• [Required action]: Lines with the word "files" are the answer; copy each of them from the data below.

Recorded data:
━━━
PR #4279, opened 2024-08-23
[raudio] Support 24-bit FLACs in `LoadMusicStreamFromMemory`

konstruktor227:
When loading FLAC files using `LoadMusicStreamFromMemory`, 24-bit files play either silence (Windows) or extreme noise (Linux, macOS), while 16-bit files work all fine.

While debugging this I stumbled on #4058, which recently fixed the same problem in `LoadMusicStream` by forcing conversion to 16-bit.

Here simply copying the same fix to `LoadMusicStreamFromMemory`, which fixes all the issues with 24-bit files for me.


raysan5:
@konstruktor227 Nice! Thanks for the review! 😄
━━━
• [Exercise result]:
When loading FLAC files using `LoadMusicStreamFromMemory`, 24-bit files play either silence (Windows) or extreme noise (Linux, macOS), while 16-bit files work all fine.
Here simply copying the same fix to `LoadMusicStreamFromMemory`, which fixes all the issues with 24-bit files for me.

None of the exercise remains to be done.